Embodiment The figure shows an embodiment of the present invention. In Fig. 1, 1 is a light source, 2 is a collimator mirror, 3 is a beam splitter, and 14 is a fixed mirror.
5 is a movable mirror, and 6 is a condensing mirror, which constitute a Michelson type interferometer, and a photodetector 7 is arranged at the condensing point of the condensing mirror 6. An interferogram is a record of the output of the photodetector 7 when the movable mirror 5 is moved, with the amount of movement of the movable mirror being the horizontal axis.Actually, in order to increase the BIN ratio, the interferogram is recorded during several reciprocations of the movable mirror. The sum of crumbs is used as an interferogram in one measurement. The output of the photodetector 7 is taken into a data processing device 9 through a sampling circuit 8 that performs a sampling operation in conjunction with the movement of the movable mirror. As described above, the data processing device 9 integrates the outputs of the photodetector 7 during several reciprocations of the movable mirror 5 to obtain interferogram data for one measurement, performs DFT calculation processing, and displays the results on the display device 10. The operation of outputting and displaying or recording is called a -cycle, and this is repeated.

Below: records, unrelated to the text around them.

PR #898, opened 2023-05-26
Add library-detail.adoc for website contents

alandefreitas:


grisumbras:
Please, in the future don't merge branches yourself

grisumbras:
Also, I've noticed that the links you've copied from README are wrong (they should direct users to boostorg GH and Boost website instead).

PR #905, opened 2023-06-08
use Charconv for precise parsing

grisumbras:


include/boost/json/detail/charconv/detail/config.hpp
```diff
@@ -0,0 +1,57 @@
...
+#if defined(BOOST_HAS_INT128)
+#  define BOOST_JSON_INT128_MAX  (boost::int128_type)(((boost::uint128_type) 1 << 127) - 1)
+#  define BOOST_JSON_UINT128_MAX ((2 * (boost::uint128_type) BOOST_JSON_INT128_MAX) + 1)
+#endif
+
+#ifndef BOOST_NO_CXX14_CONSTEXPR
+#  define BOOST_JSON_CXX14_CONSTEXPR BOOST_CXX14_CONSTEXPR
+#else
+#  define BOOST_JSON_CXX14_CONSTEXPR inline
+#endif
```
mborland, line 22:
```suggestion
#ifndef BOOST_NO_CXX14_CONSTEXPR
#  define BOOST_JSON_CXX14_CONSTEXPR BOOST_CXX14_CONSTEXPR
#  define BOOST_JSON_CXX14_CONSTEXPR_NO_INLINE BOOST_CXX14_CONSTEXPR
#else
#  define BOOST_JSON_CXX14_CONSTEXPR inline
#  define BOOST_JSON_CXX14_CONSTEXPR_NO_INLINE
#endif
```

You'll need the no inline version in fast float because I think everything marked `CXX14_CONSTEXPR` is also `BOOST_FORCEINLINE`. They'll collide with C++11

grisumbras: Indeed

PR #907, opened 2023-06-10
Fix object strong guarantee

### LINKED ISSUE #763: object operator[] and insert functions invalidate iterators/references

### LINKED ISSUE #906: Operator[] / emplace / insert_or_assign on existing key may cause iter invalidation
### Version of Boost

1.82

https://godbolt.org/z/MeKzYbqsv

Crashes, because `operator []` called with existing key as an argument causes reallocation and iterator invalidation ignoring the fact the key hasn't really been inserted. According to docs, iterators are not affected if the key isn't inserted.

LLVM Clang 16.0.0
Originally found on MacOS Ventura 13.2.1

#### Notes 
Relevant documentation for operator[] ([reference](https://www.boost.org/doc/libs/master/libs/json/doc/html/json/ref/boost__json__object/operator_lb__rb_.html)) declares that iterator invalidation happens only on successful value insertion. However, [as it can be found in source code](https://github.com/boostorg/json/blob/ee01580cfde818e31d8ea41c2e4056bcff9e3018/include/boost/json/impl/object.ipp#L598) for boost 1.82 (older versions too, probably), operator[] works via calling `emplace(key, nullptr)`. 

The real "problem" lies in the `boost::json::object::emplace` function. It is said in the docs it works the same way as `[]` - invalidation only upon insertion. Unfortunately, it's not stated that `emplace` always ([ref to boost 1.82 source](https://github.com/boostorg/json/blob/ee01580cfde818e31d8ea41c2e4056bcff9e3018/include/boost/json/impl/object.hpp#L410)) reserves memory for at least `size() + 1` elements before checking should the element be inserted or not - so iterators **could** be invalidated (if you are unlucky) even on unsuccessful insertion.

#### Suggested change

Haven't prepared the MR though, but I suppose it would be enough to move lines with memory reservation in `boost::json::object::emplace` and `boost::json::object::insert_or_assign` below checking for existing with (maybe) some extra checks (as `detail::find_in_object` asserts for non-zero capacity, for example).

grisumbras:
Fix #763

### DIFF
--- a/include/boost/json/impl/object.hpp
+++ b/include/boost/json/impl/object.hpp
@@ -154,6 +154,7 @@ public:
 class object::revert_insert
 {
     object* obj_;
+    table* t_ = nullptr;
     std::size_t size_;
 
     BOOST_JSON_DECL
@@ -163,24 +164,38 @@ class object::revert_insert
 public:
     explicit
     revert_insert(
-        object& obj) noexcept
+        object& obj,
+        std::size_t capacity)
         : obj_(&obj)
         , size_(obj_->size())
     {
+        if( capacity > obj_->capacity() )
+            t_ = obj_->reserve_impl(capacity);
     }
 
     ~revert_insert()
     {
         if(! obj_)
             return;
+
         destroy();
-        obj_->t_->size = static_cast<
-            index_t>(size_);
+        if( t_ )
+        {
+            table::deallocate( obj_->t_, obj_->sp_ );
+            obj_->t_ = t_;
+        }
+        else
+        {
+            obj_->t_->size = static_cast<index_t>(size_);
+        }
     }
 
     void
     commit() noexcept
     {
+        BOOST_ASSERT(obj_);
+        if( t_ )
+            table::deallocate( t_, obj_->sp_ );
         obj_ = nullptr;
     }
 };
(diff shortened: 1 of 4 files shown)


vinniefalco:
There is no requirement that capacity is restored to the previous value on an exception.. it is ok to increase capacity and then later fail the insertion - and the object is returned to the caller with the increase capacity.

grisumbras:
If new storage is allocated, then iterators are invalidated and thus, the function doesn't provide the string guarantee.

grisumbras:
It's not too hard to revert storage change in our case, so I don't see why we shouldn't. Strong guarantee is a good property.

PR #912, opened 2023-06-29
Fix type of pointer to _umul128

mborland:
`_umul128` expects a pointer of type `unsigned long long*` instead of `uint64_t*`.


grisumbras:
Thanks for the patch!

PR #915, opened 2023-07-12
Use Boost.Endian for endianness

grisumbras:


vinniefalco:
Refresh my memory - what does JSON have to do with endianness at all?

grisumbras:
At several points we load buffers into numbers for bitwise comparison. This seems to have been done for optimisation puproses

pdimov:
Instead of reversing in place, you can just use the Endian load/store functions.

FIG. 2 is a flowchart of the DFT execution operation in the data processing device 9, in which a table of sin and cos for the DF'T calculation for a pre-specified wave number (wavelength) is created (a), and then the above-mentioned interferometry is performed. gram measurement (b), perform DFT calculations using the collected data (c), calculate the transmittance or absorbance of the sample at the specified wave number (d), and display the results on a CRT. is output to the recorder and recorded and displayed (I) This completes the - cycle operation and the operation returns to (B).

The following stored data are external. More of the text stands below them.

PR #921, opened 2023-07-21
fix inconsistent choice of init list constructor

### LINKED ISSUE #920: value constructor behaviour inconsistent across compilers (initializer_list)
- Boost 1.82.0

Repro:

```c++
#include <boost/json/src.hpp>
namespace json = boost::json;

int main() {
    json::value a, b{a};
    assert(b.is_array()); // GCC pass, Clang fail
}
```

Compare results [On Compiler Explorer](https://godbolt.org/z/oYv5KKvsT)

I'm not qualified to know which compiler is in error (I'm tempted to side with GCC, but I'm not a language-lawyer), but no doubt someone else knows. (Related context: https://stackoverflow.com/q/76724646/85371)

grisumbras:
On some compilers `value{x}` invokes `initializer_list` constructor, on others it is equivalent to `value(x)`. This is very problematic, but this isn't something we can fix. On the other hand, we _can_ make init list construction to be equivalent to `value(x)`, if the size of init list is one. This commit does exactly that.

Fix #920

### DIFF
--- a/include/boost/json/impl/value.ipp
+++ b/include/boost/json/impl/value.ipp
@@ -231,13 +231,28 @@ value(
     storage_ptr sp)
 {
     if(value_ref::maybe_object(init))
+    {
         ::new(&obj_) object(
             value_ref::make_object(
                 init, std::move(sp)));
+    }
     else
-        ::new(&arr_) array(
-            value_ref::make_array(
-                init, std::move(sp)));
+    {
+#ifndef BOOST_JSON_LEGACY_INIT_LIST_BEHAVIOR
+        if( init.size() == 1 )
+        {
+            ::new(&sca_) scalar();
+            value temp = init.begin()->make_value( std::move(sp) );
+            swap(temp);
+        }
+        else
+#endif
+        {
+            ::new(&arr_) array(
+                value_ref::make_array(
+                    init, std::move(sp)));
+        }
+    }
 }
 
 //----------------------------------------------------------
--- a/include/boost/json/value.hpp
+++ b/include/boost/json/value.hpp
@@ -1014,11 +1014,16 @@ public:
 
     /** Construct from an initializer-list
 
-        If the initializer list consists of key/value
-        pairs, an @ref object is created. Otherwise
-        an @ref array is created. The contents of the
-        initializer list are copied to the newly constructed
-        value using the specified memory resource.
+        @li If the initializer list consists of key/value
+        pairs, an @ref object is created; otherwise,
+
+        @li if the size of the initializer list is exactly 1, the object is
+        constructed directly from that sole element; otherwise,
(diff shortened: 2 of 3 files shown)


vinniefalco:
Hey good idea !

nkolotov:
¿What if caller actually wants to produce an array with a single item? Some people may already be using code that supplies `initializer_list` explicitly expecting array to be produced.
```
void Pack(::std::initializer_list<::boost::json::value_ref> items)
{
    ::boost::json::value json{items};
    ::boost::json::array & array{json.as_array()};
    // do something with array...
}
```
And proposed change will break this code when only a single item is supplied.

Also i'm not sure about `::new(this) value (...`. ¿Is an attempt to reuse storage of the object which lifetime hasn't started yet a well-defined behavior? ¿Will access to newly created object through reference to the old one be valid?

grisumbras:
The proposed change is the only way I could come up with that would make the behaviour consistent. The problem of behaviour being inconsistent between compilers have been haunting us for years.

That being said, creating an array from one element init list is very easy:
```
std::initializer_list<value_ref> items = {x};
value jv = array(items);
``` 
or
```
value jv = array{x};
```

grisumbras:
> Also i'm not sure about `::new(this) value (...`. ¿Is an attempt to reuse storage of the object which lifetime hasn't started yet a well-defined behavior? ¿Will access to newly created object through reference to the old one be valid?

How could there be a reference to an object that does not exist yet?

nkolotov:
> The proposed change is the only way I could come up with that would make the behaviour consistent.
However you make behavior of constructor taking `initializer_list` inconsistent. Potentially breaking existing code.

> How could there be a reference to an object that does not exist yet?
In case if `::new(this)`, `this` is a pointer to the object being currently constructed. And if object here turns out to be not transparently replaceable then `this` pointer as well as any other names referring to the current object will become invalid. Also even if object *is* transparently replaceable, `::new(this)` is dangerous in other ways since `::boost::json::value` is not trivially destructible type.

grisumbras:
> However you make behavior of constructor taking `initializer_list` inconsistent. Potentially breaking existing code.

No, it will not make it inconsistent. It will be consistent with documented behaviour (which reminds me that I should have amended documentation). And yes, it will break existing code. So, I'm leaning towards temporary providing a macro to disable the new behaviour. 

> In case if `::new(this)`, `this` is a pointer to the object being currently constructed. And if object here turns out to be not transparently replaceable then `this` pointer as well as any other names referring to the current object will become invalid. Also even if object _is_ transparently replaceable, `::new(this)` is dangerous in other ways since `::boost::json::value` is not trivially destructible type.

Ok, just to be sure I will replace `new(this)` with a different implementation.

Issue #927, opened 2023-08-11
__emulu() is not available on arm


liubing:
### Version of Boost

boost 1.83beta

### Steps necessary to reproduce the problem

Compile the library on arm64 / windows platform.

### All relevant compiler information
Error message:
```
D:\Projects\pts\pts\include\boost\json\detail\charconv\detail\emulated128.hpp(62): error C3861: '__emulu': identifier not found
```
It can be fixed changing  
```
static inline std::uint64_t umul64(std::uint32_t x, std::uint32_t y) noexcept
{
#if defined(BOOST_JSON_HAS_MSVC_32BIT_INTRINSICS)
    return __emulu(x, y);
#else
    return x * static_cast<std::uint64_t>(y);
#endif
}
```
to
```
static inline std::uint64_t umul64(std::uint32_t x, std::uint32_t y) noexcept
{
#if defined(BOOST_JSON_HAS_MSVC_32BIT_INTRINSICS) && !defined(_M_ARM)
    return __emulu(x, y);
#else
    return x * static_cast<std::uint64_t>(y);
#endif
}
```

liubing:
#928 doesn't really fix this problem. It should be
```
#if defined(BOOST_JSON_HAS_MSVC_32BIT_INTRINSICS) && !defined(_M_ARM)
```
not
```
#if defined(BOOST_JSON_HAS_MSVC_32BIT_INTRINSICS) && !defined(_M_ARM64)
```

mborland:
That's my mistake. The PR has been updated.

liubing:
Thank you.

Issue #926, opened 2023-08-11
_umul128() is not available on arm64


liubing:
### Version of Boost

boost 1.83beta

### Steps necessary to reproduce the problem

Compile the library on arm64 / windows platform.

### All relevant compiler information
Error message:
```
D:\Projects\pts\pts\include\boost\json\detail\charconv\detail\emulated128.hpp(79): error C3861: '_umul128': identifier not found
```
It can be fixed changing  
```
    #elif defined(BOOST_JSON_HAS_MSVC_64BIT_INTRINSICS)

    std::uint64_t high;
    std::uint64_t low = _umul128(x, y, &high);
    return {high, low};

    // https://developer.arm.com/documentation/dui0802/a/A64-General-Instructions/UMULH
    #elif defined(__arm__)
```
to
```
    #elif defined(BOOST_JSON_HAS_MSVC_64BIT_INTRINSICS) && !defined(_M_ARM64)

    std::uint64_t high;
    std::uint64_t low = _umul128(x, y, &high);
    return {high, low};

    // https://developer.arm.com/documentation/dui0802/a/A64-General-Instructions/UMULH
    #elif defined(__arm__)

```

PR #928, opened 2023-08-11
Fix use of intrinsics on windows ARM platforms

mborland:
Closes: #926 
Closes: #927 

Changes use of intrinsics: https://learn.microsoft.com/en-us/cpp/intrinsics/umul128?view=msvc-170 and https://learn.microsoft.com/en-us/cpp/intrinsics/emul-emulu?view=msvc-170

### DIFF
--- a/include/boost/json/detail/charconv/detail/emulated128.hpp
+++ b/include/boost/json/detail/charconv/detail/emulated128.hpp
@@ -58,7 +58,7 @@ struct uint128
 
 static inline std::uint64_t umul64(std::uint32_t x, std::uint32_t y) noexcept
 {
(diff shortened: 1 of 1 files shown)


grisumbras:
I feel like rather than doing `if defined(BOOST_JSON_HAS_MSVC_64BIT_INTRINSICS) && !defined(_M_ARM64)` and similar, we should have `BOOST_JSON_HAS_MSVC_X86_64_INTRINSICS`, `BOOST_JSON_HAS_MSVC_ARM64_INTRINSICS` `BOOST_JSON_HAS_MSVC_X86_INTRINSICS`, `BOOST_JSON_HAS_MSVC_ARM32_INTRINSICS`. Or does the overlap make it impractical?

grisumbras:
Nah, let's merge it as-is. I'm expecting to remove it with dependency on Boost.Charconv soon anyway.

Figure 3 shows an example of recording absorbance changes at wave numbers of 6°O and 80°.
By specifying the five points 0, 1000, 2000, and 3000, the operation cycle described above is 4 seconds. Because it is possible to determine the absorbance or transmittance of a sample at a target wavelength in real time without using a computer, it is possible to track temporal changes in a sample with multiple wavelength components in real time with an inexpensive configuration. A convertible spectrophotometer is obtained. In addition, in the FFT mentioned above, the data sampling interval of the interferogram is set to Δ
If the number of L, FFT data points is N, the wave number interval of the recovered spectrum is 2ΔL/N. Although it is not always possible to obtain spectrum data at the specified wave number,
Since the present invention uses DFT, there is an advantage that spectral data for a specified wave number can be directly obtained.

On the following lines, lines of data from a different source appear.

PR #946, opened 2023-10-02
Specify output location of bench executable

sdarwin:
This will build the benchmark executable as` ./bin.v2/bench` instead of `bin.v2/libs/json/bench/clang-linux-14/release/cxxstd-20-iso/link-static/bench`. By outputting the exe in the same place each time (similar to how b2 generates it's own file as `./b2`) it is easier to find and won't change later.  

It would be more convenient if the output locations were ` ./bin.v2/clang/bench` and ` ./bin.v2/gcc/bench`.  That requires knowing the 'toolset'.  Interestingly from the faqs, "How do I get the current value of feature in Jamfile? This is not possible, since Jamfile does not have "current" value of any feature, be it toolset, build variant or anything else. " $(toolset) doesn't have a value.  We can't define the output location to be  ` ./bin.v2/$(toolset)/bench`

After merging this into develop branch `runbenchmarks.py` will break.   I will need to modify the script, manually copy `bench` into ` ./bin.v2/clang/bench` and ` ./bin.v2/gcc/bench`, and run benchmarks from there.  @grisumbras if it looks ok, go ahead and merge.

### DIFF
--- a/bench/Jamfile
+++ b/bench/Jamfile
@@ -28,4 +28,5 @@ exe bench :
     <include>../test
     $(has_nlohmann_json)<define>BOOST_JSON_HAS_NLOHMANN_JSON
     $(has_rapidjson)<define>BOOST_JSON_HAS_RAPIDJSON
+    : <location>.//bin.v2
     ;


sdarwin:
https://benchmark.cppalliance.org/ processes commits going back to 2020 in order to compare them. This pull request won't be able to retroactively modify earlier copies of the bench Jamfile. So [runbenchmarks.py](https://github.com/cppalliance/Infrastructure-Docs/blob/master/benchmarks/json/runbenchmarks.py) will maintain it's own copy of the file, and write it to disk each time.  That's in place now.

grisumbras:
Your change will break any multiconfiguration build that builds project `json/bench`, because several targets would try to create the same file.

In #947 I instead added a different target that has to be requested explicitly. The target is `bench-local`. You can get it built with e.g.

```
b2 toolset=gcc bench//bench-local
```

Note that for example
```
b2 toolset=gcc,clang
b2 toolset=gcc bench//bench-local
bench/bench-local bench/data/*
b2 toolset=clang bench//bench-local
bench/bench-local bench/data/*
```
**will not** work as expected, because `b2 toolset=gcc,clang` builds `bench//bench` for both gcc and clang, then `b2 toolset=gcc bench//bench-local` builds `bench//bench-local` for gcc, and then `b2 toolset=clang bench//bench-local` checks if `bench//bench-local` needs to be updated, sees that it's more recent than its dependency (`bench//bench`) and decides not to update it.

If this is a problem, I can set `bench//bench-local` to always be considered out of date.

sdarwin:
Superseded by the pull request "Targets for benchmarks". Closing.

PR #947, opened 2023-10-04
Targets for benchmarks

grisumbras:


grisumbras:
@sdarwin is this PR good enough for your CI changes?

sdarwin:
Yes, thanks. I will copy this new jamfile into `runbenchmarks.py`.

PR #948, opened 2023-10-11
Feature/stack nontrivials

grisumbras:


include/boost/json/detail/impl/stack.hpp
```diff
@@ -0,0 +1,176 @@
...
+    the lo end of the buffer and the
+    trivial objects at the hi end:
+
+  base_        {free}     base_+cap_
+    |<------>|<------>|<------>|
+      size0_            size1_
+*/
+//--------------------------------------
+
+struct stack::non_trivial
```
vinniefalco, line 32: This looks awfully familiar, didn't I already do something similar?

[Brief explanation of the drawing]

FIG. 1 is a plan view of an apparatus according to an embodiment of the present invention, FIG. 2 is a flowchart of the operation of a data processing device in the same apparatus, and FIG. 3 is a recording example of measurement results. Agent Hiroshi Patent Attorney Section Figure 1 Jijitsui 1 Figure 3 Example of interpretation

Claims (1)

[Claims] The data processing device includes a data processing device that executes a Fourier transform algorithm DFT, and a means for displaying the data processing result by the DFT, and the data processing device collects interferogram data, executes the DFT, and displays the result. A Fourier transform spectrophotometer characterized by repeating the operation of outputting data as one cycle.